[Stored data]
Issue #15, opened 2018-12-13
http4s server implementation


adamw:
Implement a http4s interpreter

hejfelix:
I made an example here that could be of interest: https://github.com/hejfelix/http4s-tapir

adamw:
@hejfelix Awesome! if you would be willing to turn this into a PR, this would be great. There's also a testsuite which might be helpful: https://github.com/softwaremill/tapir/blob/master/server/tests/src/main/scala/tapir/server/tests/ServerTests.scala & https://github.com/softwaremill/tapir/blob/master/server/akka-http-server/src/test/scala/tapir/server/akkahttp/AkkaHttpServerTests.scala

hejfelix:
I'm gonna clean it up a bit and see if I can make a PR. Might take a bit (christmas + newborn)

adamw:
Sure, no hurry, thanks for working on this :)

adamw:
Done in #16 - further improvements/bug fixes will be tracked in separate issues.

PR #16, opened 2018-12-22
Adds Http4s server interpreter 

hejfelix:
This is just a first stab -- nothing is optimized and the code is not perfect.

It also bumps Http4s version to 0.20.0-M4 with minor changes to ClientTests. 

Looking forward to review comments! (note, it's Christmas so I'll not be responding quickly)

### DIFF
--- a/build.sbt
+++ b/build.sbt
@@ -6,7 +6,7 @@ lazy val commonSettings = commonSmlBuildSettings ++ ossPublishSettings ++ Seq(
 
 val scalaTest = "org.scalatest" %% "scalatest" % "3.0.5"
 
-val http4sVersion = "0.18.21"
+val http4sVersion = "0.20.0-M4"
 val circeVersion = "0.10.1"
 val sttpVersion = "1.5.1"
 
--- a/server/http4s-server/src/test/scala/tapir/server/http4s/Http4sServerTests.scala
+++ b/server/http4s-server/src/test/scala/tapir/server/http4s/Http4sServerTests.scala
@@ -1,0 +1,47 @@
+package tapir.server.http4s
+import cats.data.Kleisli
+import cats.effect.concurrent.Ref
+import cats.effect._
+import fs2.concurrent.SignallingRef
+import org.http4s.server.blaze.BlazeServerBuilder
+import org.http4s.syntax.kleisli._
+import org.http4s.{Request, Response}
+import tapir.Endpoint
+import tapir.server.tests.ServerTests
+import tapir.typelevel.ParamsAsArgs
+import cats.implicits._
+import scala.concurrent.ExecutionContext
+
+class Http4sServerTests extends ServerTests[IO] {
+
+  implicit val ec: ExecutionContext = scala.concurrent.ExecutionContext.Implicits.global // Is this the one we want?
+  implicit val contextShift: ContextShift[IO] = IO.contextShift(ec)
+  implicit val timer: Timer[IO] = IO.timer(ec)
+
+  override def pureResult[T](t: T): IO[T] = IO.pure(t)
+
+  override def server[I, E, O, FN[_]](e: Endpoint[I, E, O], port: Port, fn: FN[IO[Either[E, O]]])(
+      implicit paramsAsArgs: ParamsAsArgs.Aux[I, FN]): Resource[IO, Unit] = {
+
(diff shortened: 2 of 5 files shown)


hejfelix:
Solves https://github.com/softwaremill/tapir/issues/15

build.sbt
```diff
@@ -118,11 +169,17 @@ lazy val akkaHttpServer: Project = (project in file("server/akka-http-server"))
...
   .settings(commonSettings: _*)
   .settings(
     name := "http4s-server",
-    libraryDependencies ++= Seq("org.http4s" %% "http4s-blaze-server" % http4sVersion)
+    libraryDependencies ++= Seq(
+      "org.http4s" %% "http4s-blaze-server" % http4sVersion,
+      "org.http4s" %% "http4s-dsl"          % http4sVersion
+    ),
+    scalacOptions ++= Seq("-Ypartial-unification") ++ scalacLintOptions,
+    addCompilerPlugin("org.spire-math" %% "kind-projector" % "0.9.8"),
```
adamw: this should be provided by sbt-softwaremill, or maybe it doesn't work for you?

server/http4s-server/src/test/scala/tapir/server/http4s/Http4sServerTests.scala
```diff
@@ -0,0 +1,47 @@
...
+import org.http4s.{Request, Response}
+import tapir.Endpoint
+import tapir.server.tests.ServerTests
+import tapir.typelevel.ParamsAsArgs
+import cats.implicits._
+import scala.concurrent.ExecutionContext
+
+class Http4sServerTests extends ServerTests[IO] {
+
+  implicit val ec: ExecutionContext = scala.concurrent.ExecutionContext.Implicits.global // Is this the one we want?
```
adamw: yes, it's usually safe to use, esp in tests :)

build.sbt
hejfelix: Kind projector? Didn't check, copied this from my separate repo :)

server/http4s-server/src/test/scala/tapir/server/http4s/Http4sServerTests.scala
hejfelix: Maybe we should extract this to a trait? We need it  both here and in client tests.

adamw: I don't think there's any module that depends on cats and is shared between client and server tests?

build.sbt
adamw: ok, I think all of these (options & kind-projector) are provied by the plugin :)

server/http4s-server/src/test/scala/tapir/server/http4s/Http4sServerTests.scala
hejfelix: Http4s is used in client tests?

adamw:
Looks good!

There's a couple of rough edges, but the same is true about the akka-http version ;) So nothing that would prohibit merging. Two things that need to be improved in both is encoding handling (utf-8 by default, but that doesn't have to be the case) and what to do if a header fails to parse.

Unfortunately there's a need for a rebase, as I've change `TypeMapper` to `Codec` and the result isn't always `String` - for bodies it might also be a `Array[Byte]`.

By the way, if you would have any comments, simplifications or suggestions on the design, API, internal API, typeclasses used etc. - it would be great to get another pair of eyes :)

server/http4s-server/src/test/scala/tapir/server/http4s/Http4sServerTests.scala
adamw: yes, to provide a server to which the clients can talk to.

hejfelix:
I rebased, but I have to make a real fix for the codec stuff once I have the time. At least it compiles again :)

hejfelix:
Right, now it works :)

server/http4s-server/src/test/scala/tapir/server/http4s/Http4sServerTests.scala
hejfelix: Just to be sure — you do agree with bumping the version of http4s to 0.20.0-m4 everywhere?

adamw: yes sure :)

PR #20, opened 2018-12-30
Add support for multiple response status codes

### LINKED ISSUE #4: Support for multiple response codes
Currently all responses end with 200 or 400 response codes. When creating a server, this should be customisable. Maybe the endpoint should hold classifiers `E => StatusCode`, `O => StatusCode`, where: `Endpoint[I, E, O]`?

ghostbuster91:
This closes #4 

1. It would be great if all http libraries could use same http codes implementation. Can we extract it from here and from sttp to independent project?
2. I also extracted something which I called xInputMatcher from both servers code implementations which I believe will help us refactor them further.
3. Having two generic fields, within a single case class, which share generic type leads to interesting problems. Like you cannot simply make a copy and change one of them.

### DIFF
--- a/server/akka-http-server/src/main/scala/tapir/server/akkahttp/EndpointToAkkaServer.scala
+++ b/server/akka-http-server/src/main/scala/tapir/server/akkahttp/EndpointToAkkaServer.scala
@@ -6,7 +6,7 @@ import akka.http.scaladsl.model.HttpHeader.ParsingResult
 import akka.http.scaladsl.model.{MediaType => _, _}
 import akka.http.scaladsl.server.Directives._
 import akka.http.scaladsl.server.util.{Tuple => AkkaTuple}
-import akka.http.scaladsl.server.{Directive, Directive1, Route}
+import akka.http.scaladsl.server.{Directive, Directive1, RequestContext, Route}
 import tapir._
 import tapir.internal.{ParamsToSeq, SeqToParams}
 import tapir.typelevel.{ParamsAsArgs, ParamsToTuple}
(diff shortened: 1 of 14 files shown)


server/akka-http-server/src/main/scala/tapir/server/akkahttp/EndpointToAkkaServer.scala
```diff
@@ -178,6 +101,19 @@ object EndpointToAkkaServer {
     methodDirective & inputDirectives
   }
 
+  private def methodDirectiveType[O, E, I](e: Endpoint[I, E, O]) = {
```
adamw: [minor] keeping the convention, this should be `methodToAkkaDirective`

adamw:
Thanks! :)

1. Yes, I was thinking about that, to create a common http-model library and use it in both sttp and tapir. But first, let's copy-paste until tapir is implemented to a useable degree, and then we'll see what can be extracted (maybe along with sttp2)

2. True, that code definitely needs modularizing, good idea :) I would make this a separate PR, however

3. Right :) But this implementation highlighted an important problem. The fact that input/output status mappers "disappear" (or revert to default) after adding a new input/output might be quite surprising and a source of subtle bugs. Maybe it would be better to supply the status code mappers to e.g. `toRoute`? 

That way we would be sure that the user of our API will always supply the status code mappers in the end.

ghostbuster91:
I agree. Although I have one question about this new approach. How about openApi integration? Doesn't it need these mappers? Because in such approach we won't have this information in endpoint class at all.

ghostbuster91:
Closing in favor of #26 and #25

adamw:
openapi wouldn't be able to use this anyway - as the mappers require concrete instances of `O`/`E`. What we could do when generating the openapi model, is add options to specify with which response codes should the outputs be parametrised (right now it's `default` for `O` and `400` for `E`). We won't be more specific anyways, as there are only two possible outputs allowed by the API.

PR #21, opened 2019-01-01
update README.md to use new artifact naming scheme

hejfelix:


adamw:
I fixed this myself before reading email, sorry :)

PR #22, opened 2019-01-01
Fix bug where http4s server would not check method.

hejfelix:


server/http4s-server/src/test/scala/tapir/server/http4s/Http4sServerTests.scala
```diff
@@ -35,6 +36,7 @@ class Http4sServerTests extends ServerTests[IO] {
           .compile
           .lastOrError
           .start
+        _ <- timer.sleep(100.millis) //TODO: Find a way to get a signal when server is online
```
hejfelix: I may need some inspiration here, does anyone have experience with this?

hejfelix: Got it!

server/http4s-server/src/main/scala/tapir/server/http4s/EndpointToHttp4sServer.scala
```diff
@@ -96,7 +110,20 @@ object EndpointToHttp4sServer {
 
       val response: ContextState[F] = matchInputs[F](inputs)
 
-      val value: F[Either[Error, (Context[F], MatchResult[F])]] = context.map(response.run)
+      val methodMatches: Either[String, Error] =
```
adamw: shouldn't this be `Either[Error, String]` ?

server/http4s-server/src/main/scala/tapir/server/http4s/EndpointToHttp4sServer.scala
```diff
@@ -96,7 +110,20 @@ object EndpointToHttp4sServer {
...
+        Either.cond(http4sMethodToTapirMethodMap
+                      .get(req.method)
+                      .contains(e.method),
+                    "",
+                    s"Method mismatch: got ${req.method}, expected: ${e.method}")
+
+      val value: F[Either[String, (Context[F], MatchResult[F])]] =
```
adamw: same here, the left should be an `Error`?

adamw:
Maybe there should be a server test which checks that the correct method is used?

server/http4s-server/src/main/scala/tapir/server/http4s/EndpointToHttp4sServer.scala
hejfelix: Yes you're right, `Error` just happens to be `String` by "lucky" coincidence xD I'll fix this

hejfelix:
> Maybe there should be a server test which checks that the correct method is used?

Ideally, yes. It seems like a silly mistake, but obviously it can happen xD. In general, all the error cases are not covered that well in tests?

```
λ linux tapir → λ git master → cat -n server/tests/src/main/scala/tapir/server/tests/ServerTests.scala | grep -c Left
0
```

adamw:
Released 0.0.6, thanks! :)

PR #28, opened 2019-01-06
Refactor akkaHttpInputMatcher

ghostbuster91:


build.sbt
```diff
@@ -116,7 +116,8 @@ lazy val akkaHttpServer: Project = (project in file("server/akka-http-server"))
     name := "tapir-akka-http-server",
     libraryDependencies ++= Seq(
       "com.typesafe.akka" %% "akka-http" % "10.1.6",
-      "com.typesafe.akka" %% "akka-stream" % "2.5.19"
+      "com.typesafe.akka" %% "akka-stream" % "2.5.19",
+      "org.typelevel" %% "cats-core" % "1.5.0"
```
adamw: unfortunately, as tapir is a library, we don't want to introduce dependencies above anything that's absolutely necessary, so this rules out cats as well.

server/akka-http-server/src/main/scala/tapir/server/akkahttp/AkkaHttpInputMatcher.scala
```diff
@@ -44,41 +33,44 @@ private[akkahttp] object AkkaHttpInputMatcher {
           case Uri.Path.Segment(s, pathTail) =>
             codec.decode(s) match {
               case DecodeResult.Value(v) =>
-                doMatch(inputsTail, ctx.withUnmatchedPath(pathTail), canRemoveSlash = true, body).map {
-                  _.prependValue(v)
-                }
+                Option(List[Any](v)) |+| doMatch(inputsTail, ctx.withUnmatchedPath(pathTail), canRemoveSlash = true, body)
```
ghostbuster91: I also see that we have lack in our tests since this(right) is something else than the old version(left) and all tests pass.

adamw: definitely test coverage could be better :)

PR #29, opened 2019-01-07
Gen code

### LINKED ISSUE #13: Auto-generate typeclass implicit instances
In the `tapir.typelevel` package - auto-generate typeclasses for all arities 1-n (n = 8? 16? 22? - to practical limits).

ghostbuster91:
This closes #13


core/src/main/boilerplate/tapir/typelevel/FnComponents.scala.template
```diff
@@ -0,0 +1,29 @@
...
+ * FN.tupled = TUPLE => RESULT
+ */
+trait FnComponents[-FN, TUPLE, RESULT] {
+  def tupled(f: FN): TUPLE => RESULT
+  def arity: Int
+}
+
+object FnComponents {
+
+  private implicit class HackAddTupledMethodToFunction1[-T1, +R](f: T1 => R) {
```
adamw: why the hack? :)

core/src/main/boilerplate/tapir/typelevel/FnComponents.scala.template
```diff
@@ -0,0 +1,29 @@
...
+  }
+
+  implicit def fn1_[T1, R]: FnComponents[T1 => R, T1, R] = new FnComponents[T1 => R, T1, R] {
+    override def tupled(f: T1 => R): T1 => R = f
+    override def arity: Int = 1
+  }
+
+  [#implicit def fn1[[#T1#], R]: FnComponents[([#T1#]) => R, Tuple1[[#T1#]], R] = new FnComponents[([#T1#]) => R, Tuple1[[#T1#]], R] {
+    override def tupled(f: ([#T1#]) => R): Tuple1[[#T1#]] => R = f.tupled
+    override def arity: Int = 1
```
adamw: arity shouldn't be 1 everywhere, I'm surprised it works ;)

adamw: or is every `1` automatically substituted?

core/src/main/boilerplate/tapir/typelevel/FnComponents.scala.template
```diff
@@ -0,0 +1,29 @@
...
+
+object FnComponents {
+
+  private implicit class HackAddTupledMethodToFunction1[-T1, +R](f: T1 => R) {
+    def tupled: Tuple1[T1] => R = {
+      case Tuple1(x1) => f.apply(x1)
+    }
+  }
+
+  implicit def fn1_[T1, R]: FnComponents[T1 => R, T1, R] = new FnComponents[T1 => R, T1, R] {
```
adamw: won't there be two instances for `T1=>R` (function with 1 argument)?

ghostbuster91: No, because the second one takes Tuple1 as a first argument

core/src/main/boilerplate/tapir/typelevel/FnComponents.scala.template
ghostbuster91: Because `Function` api is inconsistent and there is no `tupled` method on `Function1`. In order to perform generation we have to start from iteration 1. So it means that the fist generation has to look the same as next generations to certain degree.

core/src/main/boilerplate/tapir/typelevel/ParamsAsArgs.scala.template
```diff
@@ -0,0 +1,47 @@
...
+  type FN[_]
+
+  def toFn[O](f: I => O): FN[O]
+  def paramAt(params: I, i: Int): Any
+  def applyFn[R](f: FN[R], args: I): R
+}
+
+object ParamsAsArgs extends LowPriorityParamsAsArgs1 {
+
+  [#implicit def tuple1ToFn[[#A1#]]: Aux[Tuple1[[#A1#]], ([#A1#]) => ?] = new ParamsAsArgs[Tuple1[[#A1#]]] {
```
adamw: I've added some tests: https://github.com/softwaremill/tapir/commit/4724e46a45c86cfaffe5692ae0abcb1c634a38d6 which I think might fail due to double definition of `ParamsAsArgs` for the single-parameter case

core/src/main/boilerplate/tapir/typelevel/FnComponents.scala.template
adamw: Ok, I would add a comment here explaining where this comes from :)

core/src/main/boilerplate/tapir/typelevel/FnComponents.scala.template
adamw: Hmm, you might be right :)

core/src/main/boilerplate/tapir/typelevel/ParamsAsArgs.scala.template
adamw: This might work for the same reason as before. 

And there's no way of generating instances from tuple2 upwards?

core/src/main/boilerplate/tapir/typelevel/FnComponents.scala.template
ghostbuster91: I prefer code than comments so I tried explaining it using class name :) But I see that I failed.

adamw: well it says what it does, but doesn't say why ;)

core/src/main/boilerplate/tapir/typelevel/ParamsAsArgs.scala.template
ghostbuster91: Luckily there is. I thought that there isn't because I got confused by seeing an unmerged PR which adds such functionality.

PR #33, opened 2019-01-12
Expose generic derivation configuration

### LINKED ISSUE #7: Schema derivation configuration: camel-case/snake-case fields
Similarly to circe, schema derivation (which uses magnolia) should be configurable to generate camelCase or snake_case field names.

ghostbuster91:
This closes #7

### DIFF
--- a/core/src/main/scala/tapir/generic/Configuration.scala
+++ b/core/src/main/scala/tapir/generic/Configuration.scala
@@ -1,0 +1,29 @@
+package tapir.generic
+import java.util.regex.Pattern
+
+final case class Configuration(transformMemberName: String => String) {
+  def withSnakeCaseMemberNames: Configuration = copy(
+    transformMemberName = Configuration.snakeCaseTransformation
+  )
+
+  def withKebabCaseMemberNames: Configuration = copy(
+    transformMemberName = Configuration.kebabCaseTransformation
+  )
+}
+
+object Configuration {
+
+  val default: Configuration = Configuration(Predef.identity)
+  private val basePattern: Pattern = Pattern.compile("([A-Z]+)([A-Z][a-z])")
+  private val swapPattern: Pattern = Pattern.compile("([a-z\\d])([A-Z])")
+
+  val snakeCaseTransformation: String => String = s => {
+    val partial = basePattern.matcher(s).replaceAll("$1_$2")
+    swapPattern.matcher(partial).replaceAll("$1_$2").toLowerCase
+  }
+
+  val kebabCaseTransformation: String => String = s => {
+    val partial = basePattern.matcher(s).replaceAll("$1-$2")
+    swapPattern.matcher(partial).replaceAll("$1-$2").toLowerCase
+  }
+}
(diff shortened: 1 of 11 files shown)


core/src/main/scala/tapir/package.scala
```diff
@@ -1,3 +1,6 @@
+import tapir.generic.Configuration
+
 package object tapir extends Tapir {
   type StatusCode = Int
+  implicit val defaultGenericConfiguration: Configuration = Configuration.default
```
adamw: this should go to the `Tapir` trait

core/src/main/scala/tapir/generic/Configuration.scala
```diff
@@ -0,0 +1,29 @@
+package tapir.generic
```
adamw: I'm wondering about the packages ... why `generic` ? Maybe all of this should go to e.g. `schema` package?

adamw: Ah ok, `generic` because of generic derivation ;)

But then this would be `tapir.schema.generic`? (the "genericness" applies only to the `SchemaFor` typeclass, not the whole project)

Or maybe rename `Configuration` to `SchemaForConfiguration`?

core/src/main/scala/tapir/generic/Configuration.scala
```diff
@@ -0,0 +1,29 @@
...
+import java.util.regex.Pattern
+
+final case class Configuration(transformMemberName: String => String) {
+  def withSnakeCaseMemberNames: Configuration = copy(
+    transformMemberName = Configuration.snakeCaseTransformation
+  )
+
+  def withKebabCaseMemberNames: Configuration = copy(
+    transformMemberName = Configuration.kebabCaseTransformation
+  )
```
adamw: is this somehow base on circe? If so, some attribution would be good :) (in a comment or sth like that)

core/src/main/scala/tapir/generic/Configuration.scala
adamw: On second though, the same kind of configuration will be needed to create a codec which maps form-data to a case class. So `tapic.generic.Configuration` is the right package & name :)

However, `SchemaFor` I think should go back to `tapir`.

ghostbuster91: My point for current layout:
GenericDerivation and its configuration are kept in one place
But if we are going to extend this configuration maybe it should be moved to `tapir` package since it will be more general configuration. After that there is no point in keeping `SchemaFor` in a separate package.

core/src/main/scala/tapir/generic/Configuration.scala
ghostbuster91: :+1:

core/src/main/scala/tapir/generic/Configuration.scala
adamw: So maybe: `SchemaFor` remains in `tapir` (as it's a definition of a typeclass, nothing generic), but  `SchemaForMagnoliaDerivation` goes to `tapir.generic`?

adamw:
Thanks!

* [What needs to be done]: Within the records, filter for lines that contain the word "then" and show each one.

* [Exercise response]:
1. Yes, I was thinking about that, to create a common http-model library and use it in both sttp and tapir. But first, let's copy-paste until tapir is implemented to a useable degree, and then we'll see what can be extracted (maybe along with sttp2)
But then this would be `tapir.schema.generic`? (the "genericness" applies only to the `SchemaFor` typeclass, not the whole project)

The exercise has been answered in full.